Small’s work also has implications for how we think about work. For many, it is the only place, outside of family, where we regularly encounter people who share common goals and give us space to vent, to opine, to brag to about our kid’s incredible goal in Saturday’s semi-final, or to confide in about your mother’s dementia or your partner’s cancer diagnosis.

While only some of us may find best friends at work, most at least find colleagues. Both matter: soul mate or lunch partner, there’s value in talking about important things and nothing at all. Small once conducted a nationally representative online study of roughly 2,000 US adults asking who the most important people in their lives were. One in eight named a co-worker. “The water cooler chat became ubiquitous in the workplace because talk, as water, sustains life,” he writes in an article about the research.

Matthew Breshears, an associate professor of sociology at the University of South Carolina, says there is ample evidence that weak ties are important but that Small’s work is notable for recognizing that strong ties, while important, do not capture the full picture of who we confide in. “Mario is telling a very nuanced story where you have strong ties, but because of some cognitive features, it’s difficult to use them for certain purposes.” The work speaks to “how social relationships are developed and maintained that we have not properly plumbed at this point.”
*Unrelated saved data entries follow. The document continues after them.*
PR #376, opened 2026-06-23
Implement Follow Up Question And Answer Flow

PauloMFJ:
## Overview

This PR implements follow up question and answer flow. Note: How this is connected is still up in the air so for now just hooked up a very basic flow. **It's very temporary** but will be reworked later so wouldn't pay too much attention to that part for now.

## Screenshot

image

## Testing

* To demonstrate the (mocked up) follow-up flow, click on the fourth sample choice option "What fraction of the world is forest".


nick-nlb (approved):
Thanks Paulo! 

I don't think we've had significant discussion yet on the flow of back-and-forth interaction between DW and the user before DW breaks into showing data. Let's add that to the agenda for Friday.

PR #377, opened 2026-06-23
Implement History Control

PauloMFJ:
## Screenshot

image


nick-nlb (approved):
The buttons themselves look good. They are tied right now to TLDraw's undo/redo functionality (i.e., they undo actions that either the system or user does on the canvas) but of course it will have to be tied carefully into the underlying query/chart state once these two streams are merged. Once you we are able to manipulate charts within cards, it may be possible that some actions that would be eligible for the undo buffer would not TLDraw actions at all.

PR #378, opened 2026-06-23
Implement Chart Style Options Menu

PauloMFJ:
## Overview

Adds the chart-style options menu to chart cards, reachable from the card's action bar.

### What's new

- MenuChartOptions — a radio menu (bar vertical / bar horizontal / line) with Cancel / Update, opened via the chart-options action and dismissible by Escape, backdrop, or Cancel.
- New icons: bar_chart_vertical, bar_chart_horizontal, line_graph_double; renamed bar_chart → bar_chart_outlined and line_graph → line_graph_single.

### Refactor

- Each card variant (CardChart, CardText) now owns its own Card.Base — actions, content, footer, and (for charts) the menu — instead of the atlas shape assembling them. The shape just selects the variant and passes in id + content/state. Promotes - Card.Footer to a shared element.
- The chart-options action and isStyleMenuOpen live together in CardChart, so the button toggles the menu directly.
- Extended how HtmlParsed worked;
   - Updated internal action links to use buttons.
   - Introduced explicit allowedTags list.

## Screenshot

image


dataweaver/apps/web/src/components/elements/card/chart/chart.tsx
```diff
@@ -18,54 +30,125 @@ export interface ChartDatum {
...
+  const editor = useEditor();
+
+  const { open: openExport } = useExportActions();
+  const { runPrompt } = useQueryActions();
+
+  // TODO: Support the different chart styles (for now we always show bar chart)
+  const [selectedStyle, setSelectedStyle] =
+    useState<ChartStyle>('bar-vertical');
+  const [isStyleMenuOpen, setIsStyleMenuOpen] = useState(false);
+
```
nick-nlb, line 74: If you open up the chart menu and click within the chart, it dismisses it (catching the click within the card but outside the menu).

However, if you click anywhere outside the card, the card becomes deselected but the menu remains. 

Noticing the deselection happens, we could fix this in a quick way by adding an effect that catches the change of selection:

```
useEffect(() => {
    if (selection === 'none') {
      setIsStyleMenuOpen(false);
    }
  }, [selection]);
```

It does create a bespoke "chain reaction" to solve the issue.

A more generic clean option could be to use the `useClickOutside` hook that we have in the `use_click_outside` (and we cwuldn't then need the backdrop, although it could still serve a visual purpose over the card.

nick-nlb (changes requested):

dataweaver/apps/web/src/components/elements/card/chart/chart.tsx
PauloMFJ: Good spot! Solved with suggested click outside hook. Much cleaner + allowed me to drop Biome ignore comment!

PauloMFJ:
@nick-nlb Note: As part of merge I also reworked a bit of how `HtmlParsed` was used to clean it up a tad to closer match how I've reworked card as part of this PR.

nick-nlb (approved):
Thank you!

PR #380, opened 2026-06-25
remove 2px padding from top & bottom of notice container

sagrimson:
## Overview

Removes padding from intro card footer

From tracker:
"Intro card footer - The footer in the intro card seems too high for what it is. Let's make it more tight by removing 2 px from the top and bottom"


nick-nlb (approved):
Thank you!

Ultimately these pixel-level tightenings will need to be solidified into the implementation of the tracker item "Review app wide use of spacings (introduce tokenised version / REM sizings)". One aspect of that approach is to establish a spacing scheme where we have a base width (like MUI's 8px) and use multipliers rather than explicit pixel values. (i.e. 1 instead of 8px).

Small has just completed a draft of another study; one which has not been reviewed so should be treated cautiously. The research is based on a survey of 1,200 Americans, which asked how likely they were to talk about a personally sensitive subject with a close friend, spouse, or parent. Nearly everyone said, “very likely.” Then he asked about the last time they had a health, or relationship, or work issue. Did they turn to these people? One third said they did. Another third said they actively avoided them. “You are about as likely to deliberately avoid the people you are close to as you are to actually talk to them when you need somebody to talk to,” Small says. Which is ok, because there’s a world of strangers out there? We just need to remember to access them!